Friday, July 17, 2020

The Horta: Silicon Life

Could silicon life exist? Not an A.I. in a computer, but a physical life-form capable of performing the activities of living?

 

For fans of the old Star Trek episodes, there’s the Horta. A rundown of the story (Season 1, Episode 26, “The Devil in the Dark”) can be found on this website.

 

The Horta is one strange-looking creature. One commentator described it as Hamburger Helper. I’ve never eaten Hamburger Helper so I have no further comment on that matter. However, as someone interested in chemistry and the origins of life, it’s interesting to consider if silicon life is possible – chemically speaking.

 

When Kirk encounters the creature (picture above), you can also see a clutch of metallic looking spheres in the background. In the TV show, they are supposedly made up of almost-pure silicon and might be Horta eggs, with the contents predominantly being Horta food (is my guess). Interestingly, here on Earth we make pure silicon spheres to define the kilogram – which also helps us to calculate Avogadro’s constant.
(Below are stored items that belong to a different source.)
PR #144, opened 2024-01-17
Change return type of `write()` to void

antroseco:
Also fixed type-checking when returning `void` from a function (we weren't doing any...)

### DIFF
--- a/tests/regressions/return_void.c3
+++ b/tests/regressions/return_void.c3
@@ -1,0 +1,7 @@
+function main : () -> int = {
+    return;
+}
+
+/// @COMPILE; EXPECT ERR
+/// File '*.c3', line 2, in 'function main: () -> int'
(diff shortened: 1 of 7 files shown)


tests/regressions/return_void.c3
```diff
@@ -0,0 +1,7 @@
+function main : () -> int = {
+    return;
+}
+
+/// @COMPILE; EXPECT ERR
+/// File '*.c3', line 2, in 'function main: () -> int'
+/// Error in return statement: type 'int' does not match expected type 'void'
```
DaveDuck321, line 7: I've defo encountered this before. Could have sworn I opened a bug... But I guess not. Thanks for fixing it :heart:

DaveDuck321 (approved):
Very nice. Perfect change. This API is much more robust now.

PR #324, opened 2016-03-08
[kern] Standard periodic kernel. Changes parameter name from 'waveleng…

AlexGrig:
[kern] Standard periodic kernel. Changes parameter name from 'wavelength' to 'period'.

This seems to be more clear. Also some minor modifications in the same file.

### DIFF
--- a/GPy/kern/src/standard_periodic.py
+++ b/GPy/kern/src/standard_periodic.py
@@ -1,6 +1,5 @@
 # -*- coding: utf-8 -*-
-
-# Copyright (c) 2014, GPy authors (see AUTHORS.txt).
+# Copyright (c) 2015, Alex Grigorevskiy
 # Licensed under the BSD 3-clause license (see LICENSE.txt)
 """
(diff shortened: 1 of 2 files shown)


mzwiessele:
I like the lengthscale, but why is period better then wavelength?

AlexGrig:
Hi, Max

I think that when you deal with periodicities, it is more standard to
think in terms of frequencies and periods.
Wavelength is more related to waves - periodicities is both time and
space. Hence, I think for average
person it is easier to deal with period. For instance if you need to
convert it to frequency it is just 1/(period),
but for wavelength you need to remember or derive a formula.

Lengthscale is already used in this kernel for other parameter, so I
can't use this again

Br,
    Alex.

mzwiessele:
I meant the renaming from lengthscales to lengthscale, good catch there : )

Ok, I’ll take it, period it is then : )

I always thought of wavelength and period to be synonyms, as I do not know much in that field. 

Thanks

PR #345, opened 2016-03-20
included X gradient for standard periodic

sachinruk:
I think this will do for the standard periodic. Will include more changes if this is correct.

I did add some commented code in the poly kernel as well, but I'm not 100% sure about that. Especially if X is none what I should do to the diagonal elements of dK_dX. If dK_dX is a NxD matrix then I'm asking the wrong question as well.

### DIFF
--- a/GPy/kern/src/poly.py
+++ b/GPy/kern/src/poly.py
@@ -57,3 +57,30 @@ class Poly(Kern):
 
     def gradients_X_diag(self, dL_dKdiag, X):
         raise NotImplementedError
+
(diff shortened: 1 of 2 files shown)


sachinruk:
err was I supposed to do something apart from editing the code? Not sure what this travis-ci thing does.

mzwiessele:
the travis ci checks the tests. thus your gradients work, as our kernel gradient suite (if im not completely mistaken) checks all gradients that are active.

sachinruk:
I think I'll run the nosetests before I contact you again. Apologies for taking up your time.

PR #350, opened 2016-03-24
Fixed inputs and BGPLVM prediction tests

alansaul:
Added a convenience function for calculating an array suitable for passing to "fixed_inputs" when making predictions. Fixed inputs can be chosen to be computed to be the mean, median, or zeros.

Also Andreas mentioned he was having trouble with the BGPLVM prediction with uncertain inputs. Although this appears to be working correctly, we didn't have a test for the moment matching. Added a test for a linear kernel, in this case the output is still Gaussian, so the moment matching should discover the correct moments, and predictions should be close to those being projected.


mzwiessele:
Good work! Could you get the added code into coverage as well, so we can merge it in?

Issue #352, opened 2016-03-30
Laplace inference not working with binomial likelihood


djsutherland:
Laplace inference appears to be broken with binomial likelihoods. [Here](https://gist.github.com/e34d5e3e31e3d7a08a6e6109fe5a3ec5) is a notebook demonstrating the problem.

Specifically, with 1000 inputs, it's trying to allocate a 1000000 x 1000000 matrix, which of course fails since my machine doesn't have 7 terabytes of free memory. But that matrix should only be 1000 x 1000. Looking into it a little bit, it seems that the `W` matrix made [here](https://github.com/SheffieldML/GPy/blob/6ca841f35be5dc3f03aff20b250127047b70351f/GPy/inference/latent_function_inference/laplace.py#L184), which should be 1000 x 1, is actually 1000 x 1000, with each of the rows apparently identical.

This doesn't happen with a Poisson likelihood, so the error is probably in `BinomialLikelihood.d2logpdf_df2`. But I haven't tried to dig into those functions further.

mzwiessele:
@alansaul is that right? Maybe there is the problem of what you where facing?

alansaul:
Oops this must have slipped through the testing net. I believe this particular memory explosion issue might actually be with the shape of the Y_metadata, it must be the same shape a Y:

```
Y_metadata={'trials': ns[:, None]}
```

We should obviously do a check for this, I will add a check and a test case. However it seems like we have never made use of Laplace with the Binomial likelihood since d3logpdf_dlink3 has never been implemented. If you would like to make a pull request that would be great, if not, I don't mind doing it when I get a minute next week.

Sorry for the inconvenience! Alan

alansaul:
Scratch that, I found a minute. @dougalsutherland I haven't tested that this gives sensible results, can you take a look with an example you expect to work and see if it does anything reasonable? Sampling may not work yet so to generate predictions for Y you may need to change "samples" in likelihoods/binomials.py

djsutherland:
Thanks! Personally, I find requiring 2d `Y` extremely counter-intuitive, and didn't even consider that.

Comments about #356 over there.

mzwiessele:
Well, that is why we make you do it! It is mathematical the right thing to give a column vector into a mathematical framework. You should get used to these things, as as soon as you start working with mathematical code, which allows for dimensions it will decrease your rate of error significantly!

djsutherland:
[...]

PR #356, opened 2016-04-01
Binomial laplace #352

alansaul:
Added derivative for Binomial, corrected some maths, and added test. As requested by #352


djsutherland:
Thanks! I tried actually running my stupid example from the previous notebook [here](https://gist.github.com/9ab8a75177c47f12e6625c5a1f2661b3):
- Basic modeling seemed fine.
- When I tried to optimize the model, the lengthscale went really small and it blew up, but this is probably a Laplace issue and not a code issue....
- `_raw_predict` works.
-  `predict` doen't: it crashes inside the quadrature in `predictive_mean`, because [this line](https://github.com/SheffieldML/GPy/blob/378ac0ad06919d10f2805b8546737596722ea3ac/GPy/likelihoods/likelihood.py#L303) calls `self.conditional_mean(f)` without passing `Y_metadata`. It seems like probably every likelihood needs to be changed to take an optional `Y_metadata` argument, and this line (and presumably similar ones) changed to pass those through.

mzwiessele:
Could you merge in the current devel branch, to see if that is the missing coverage here? Otherwise it looks very good : )

djsutherland:
So, I made the changes I suggested above to the API of `conditional_mean` (in https://github.com/dougalsutherland/GPy/commit/7c3ade9fc5bcf5d22bdfaa8990ed52cb103ffd88), but then noticed that https://github.com/SheffieldML/GPy/commit/ff9ab62db2057a54c2634d308eef21c82e13ffd8 (not included in your branch here, since it was merged to devel just the other day) removed the `BinomialLikelihood.conditional_mean` function entirely, which seems to make `predict` use sampling rather than quadrature. Is there a reason for this, or another way I should be making predictions with a model like this? (@jameshensman?)

mzwiessele:
Great stuff!! when we have fixed the coverage we can start merging 👍

mzwiessele:
Any news on this?

djsutherland:
Bump. I'd really like to distribute some analysis that uses binomial likelihoods, but would also much prefer to just have a requirement on GPy than tell people they need to check out a branch several versions behind the current one....

PR #362, opened 2016-04-06
FIX: Fixing bugs and innacuracies in state-space inference.

AlexGrig:
Correcting some inaccuracies which emerged during testing.


mzwiessele:
I had a look and you are indeed right with your Exponential and we will have to change the lengthscale in GPy instead of in your code : ) Thanks!

mzwiessele:
I am fixing the stuff on the state_space branch

mzwiessele:
Fixing in #364

PR #374, opened 2016-04-20
Changes in kern.gradients_XX

alessandratosi:


mzwiessele:
- When I compare the old code (cov=False), it is not the same : (
- comparing the diagonal of cov=True, to cov=False it is not the same either
- the wishart_embedding has nans in it, and is far of what it was before

**Old**:
figure_1

**New**:
figure_1_new

alessandratosi:
In the previous implementation of the wishart_embedding the variance of the predict_Jacobin was wrong because the cross-covariance terms between the input dimensions Q were not computed. This has been fixed with the last commit.
I think that the error in the previous plot is coming from a bug in gradients_XX(...,cov=True), which is assigned to be zero somewhere (probably in the slice_operations?) even if the function is computing the correct values. Any chance you could have a look at that, @mzwiessele ?

mzwiessele:
But even if cov is false, the resulting wishart embedding is different from the current one on devel! I am having a look at the setting zero issue, but we need to find the problem with the above.

alessandratosi:
Sure, I'll look into that.

mzwiessele:
Wait, I have fixed the slicing and now the diagonals are the same:

``` python
t = m.kern.gradients_XX(np.ones((1,1)), m.X.mean, cov=True)
f = m.kern.gradients_XX(np.ones((1,1)), m.X.mean, cov=False)

(t.T[np.diag_indices(m.input_dim)].T - f).sum()
>>> 0.0
```

GPy/core/gp.py
```diff
@@ -378,27 +373,28 @@ def predict_jacobian(self, Xnew, kern=None, full_cov=True):
             dK_dXnew_full[i] = kern.gradients_X(one, Xnew, self._predictive_variable[[i]])
 
         if full_cov:
-            dK2_dXdX = kern.gradients_XX(one, Xnew, cov=False)
+            dK2_dXdX = kern.gradients_XX(one, Xnew)
         else:
```
mzwiessele, line 379: Full cov is the covariance across samples here! It has nothing to do with dimensions...

GPy/kern/src/stationary.py
```diff
@@ -218,58 +218,74 @@ def gradients_X(self, dL_dK, X, X2=None):
...
-        #grad = np.empty(X.shape, dtype=np.float64)
-        for q in range(self.input_dim):
-            tmpdist2 = (X[:,[q]]-X2[:,[q]].T) ** 2
-            grad[:, :, q] = ((tmp1*invdist2 - tmp2)*tmpdist2/l2[q] - tmp1)/l2[q]
-            #grad[:, :, q] = ((tmp1*(((tmpdist2)*invdist2/l2[q])-1)) - (tmp2*(tmpdist2))/l2[q])/l2[q]
-            #np.sum(((tmp1*(((tmpdist2)*invdist2/l2[q])-1)) - (tmp2*(tmpdist2))/l2[q])/l2[q], axis=1, out=grad[:,q])
-            #np.sum( - (tmp2*(tmpdist**2)), axis=1, out=grad[:,q])
+            #tmp1[X==X2.T] -= self.variance # Old version, to be removed 
+                                            # (seems to have a bug: it is subtracted to the first X1 anyway)
+            tmp1[invdist2==0.] -= self.variance
```
mzwiessele, line 255: What does that even mean? invdist is the INVERSE distance, so if anything you need to check this for infinite entries...

GPy/kern/src/stationary.py
```diff
@@ -218,58 +218,74 @@ def gradients_X(self, dL_dK, X, X2=None):
...
+        
+        if cov: # full covariance
+            grad = np.empty((X.shape[0], X2.shape[0], X2.shape[1], X.shape[1]), dtype=np.float64)
+            for q in range(self.input_dim):
+                for r in range(self.input_dim):
+                    tmpdist2 = (X[:,[q]]-X2[:,[q]].T)*(X[:,[r]]-X2[:,[r]].T) # Introduce temporary distance
```
mzwiessele: We can compute X-X2 in q before the r loop, so we do not have to compute it for every other dimension over and over again

GPy/kern/src/stationary.py
```diff
@@ -218,58 +218,74 @@ def gradients_X(self, dL_dK, X, X2=None):
...
+                    if r==q:
+                        grad[:, :, q, r] = np.multiply(dL_dK,(np.multiply((tmp1*invdist2 - tmp2),tmpdist2)/l2[r] - tmp1)/l2[q])
+                    else:
+                        grad[:, :, q, r] = np.multiply(dL_dK,(np.multiply((tmp1*invdist2 - tmp2),tmpdist2)/l2[r])/l2[q])
```
mzwiessele: Also there has to be a better way of writing this, looping through q**2 seems to be too much, what do you think?

GPy/core/gp.py
mzwiessele, line 379: This is where the bug starts with the wishart embedding, btw.

GPy/kern/src/stationary.py
```diff
@@ -218,58 +218,74 @@ def gradients_X(self, dL_dK, X, X2=None):
...
+                        Thus, we return the second derivative in X2.
         """
-        # The off diagonals in Q are always zero, this should also be true for the Linear kernel...
         # According to multivariable chain rule, we can chain the second derivative through r:
         # d2K_dXdX2 = dK_dr*d2r_dXdX2 + d2K_drdr * dr_dX * dr_dX2:
         invdist = self._inv_dist(X, X2)
         invdist2 = invdist**2
-
-        dL_dr = self.dK_dr_via_X(X, X2) * dL_dK
+        dL_dr = self.dK_dr_via_X(X, X2) # * dL_dK we perofrm this product later
```
mzwiessele: Why not do the product here?

GPy/kern/src/stationary.py
alessandratosi, line 255: tmp1[X==X2.T] is subtracting self.variance from the first vector of X anyway, so it has a bug (in my understanding) and I fixed it. 
I have replaced this with tmp1[invdist2==0.] -= self.variance ignored to subtract the term self.variance anytime a vector of X is equal to a a vector of X2. Also Remember that if the distance is zero then the function _inv_dist is returning ZERO as well 

```
def _inv_dist(self, X, X2=None):
    """
    Compute the elementwise inverse of the distance matrix, expecpt on the
    diagonal, where we return zero (the distance on the diagonal is zero).
    This term appears in derviatives.
    """
    dist = self._scaled_dist(X, X2).copy()
    return 1./np.where(dist != 0., dist, np.inf)
```

mzwiessele, line 255: `tmp1[X==X2.T] -= self.variance` subtracts self.variance from entries, where X and X2 are the same for all pairs of (x,x_2) in {X x X_2}

I am not sure what you mean by "is subtracting self.variance from the first vector of X anyway"

GPy/core/gp.py
alessandratosi, line 379: It has to do with dimension in this sense that here a sample is a vector of the Jacobian (one vector for each dimension Q). 

The bug in the previous version of the code was due to the fact explained in the (deleted) note:

Note: We always return sum in input_dim gradients, as the off-diagonals
-        in the input_dim are not needed for further calculations.
-        This is a compromise for increase in speed. Mathematically the jacobian would
-        have another dimension in Q.

That _missing_ dimension Q was producing a covariance function which was zero in the off-diagonal terms relative to the input dimension, which was wrong. This error was propagated in the computation of the Wishart Embedding.

GPy/kern/src/stationary.py
alessandratosi: I checked again and the old code is doing the same as the new version, so I will change it back to
tmp1[X==X2.T] -= self.variance, which makes more sense, my mistake.

GPy/core/gp.py
alessandratosi, line 379: Could you push the changes i the slicing, please? So I'll check the plots. Many thanks @mzwiessele !

lawrennd:
@mzwiessele are these changes folded in?

PR #431, opened 2016-08-23
LogisticBasisFuncKernel fix

bwengals:
Removed Logsumexp() from LogisticBasisFuncKernel, allowing slope parameter to be negative.  Also removed unnecessary scipy import.


mzwiessele:
Great stuff, btw. for now you can just manually remove the constraint after creating the model:

```
m.kern.slope.unconstrain()
```

bwengals:
Ah, awesome didn't know that.  Thanks for the tip!

PR #448, opened 2016-10-19
Added pep.py -- Sparse Gaussian processes using Power Expectation Propagation

thangbui:
This approach allows interpolation between FITC (EP or alpha = 1), and Titsias's variational (VarDTC, VFE when alpha = 0).

Reference: A Unifying Framework for Sparse Gaussian Process Approximation using Power Expectation Propagation https://arxiv.org/abs/1605.07066


lawrennd:
Wow! That's super cool Thang!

And if you see non-faked pictures of natural metallic spherical objects in Earth’s oceans, those are manganese nodules, not silicon spheres.

 

But let’s get back to the chemistry of silicon and life.

 

Silicon sits just below carbon on the periodic table. An introductory chemistry course often declares that elements in the same row have similar chemistry. So if carbon can form the backbone of life’s molecules on Earth, couldn’t it be the backbone of life’s molecules on some alien planet?

 

Why is carbon the backbone element of Earth life? Carbon is tetravalent, meaning it can form up to four directional bonds with other atoms. Non-metals in other columns of the periodic table form three (boron, nitrogen), two (oxygen), or one (fluorine) directional bonds. (Metals form non-directional bonds for the most part.) This allows for a greater diversity of structures that can be formed. Silicon is also tetravalent. So far so good.

 

Adding to the diversity repertoire, carbon also forms double bonds and triple bonds. Silicon does so poorly, i.e., the second or third bonds (usually referred to as pi-bonds) are so weak, they break easily to form other single bonds. Also, the single bonds between silicon atoms are much weaker than the single bonds between carbon atoms – the larger silicon atoms can’t get as close to each other when “overlapping” (is my simplified explanation for today’s blog post; chemical bonding is complicated!).

 

The elements of life are often abbreviated as CHNOPS, which sounds almost like the name of some pharaoh. I’ve discussed why (the elements, not the pharaoh) in a previous post that included going into the details of the bond strengths alluded to above. But delving into the origins of metabolism, we find that the key metabolites have mostly just CHO (although S is implicated as being important in co-factor molecules).

 

Let’s break this down. We’ve talked about C. Why also H? You wouldn’t have very much diversity with pure carbon: there’s diamond, graphite, buckyballs, buckytubes, and the presently popular graphene (single graphite monolayers). That’s about it. Adding hydrogen allows you to “cap” a carbon atom’s valences giving rise to a huge diversity of hydrocarbon molecules. There are hundreds, thousands, millions, of combinations you could have. But besides adding diversity, carbon-carbon and carbon-hydrogen bonds are both strong and relatively inert, i.e., you get a diversity of stable compounds that aren’t overly reactive, especially in water (interesting chemistry takes place in liquids).

 

I used the word “backbone” deliberately. In life you’re trying to find that sweet spot between stability and reactivity. If you’re rock-solid-stable, nothing happens. If you’re crazy-unstable-reactive, you won’t hang around long enough to do anything interesting or be able to transduce free energy effectively. And mind you, energy transduction is the name of the game of life. That’s where oxygen comes in. The O atoms in CHO-containing molecules provide, not just additional diversity, but sites of reactivity while maintaining stable backbones. The entry of O2 as an oxidant changed the game remarkably (I recommend Nick Lane’s book Oxygen). Need energy? Got fuel (hydrocarbons)? Just burn, baby, burn!

 

It’s difficult for Horta to survive in a terrestrial-like environment with water as the main liquid solvent driving chemistry. Silicon is simply not stable enough nor can it form a sufficient diversity of molecules to support the structure, flexibility, and adaptability of living organisms. At least in life as we know it. There might be a very slow rock-like-life that we’d say looks dead. And while Hamburger Helper Horta has rocky looking characteristics, he can scuttle off or react remarkably quickly. But on a different planet, with a very different atmosphere, hydrosphere, lithosphere – you could have a very different biosphere, and Horta might exist after all.

 

P.S. Extant life does incorporate silicon, mainly in plants, and almost exclusively in just two forms: molecular silicic acid, Si(OH)4, or amorphous silica, SiO2.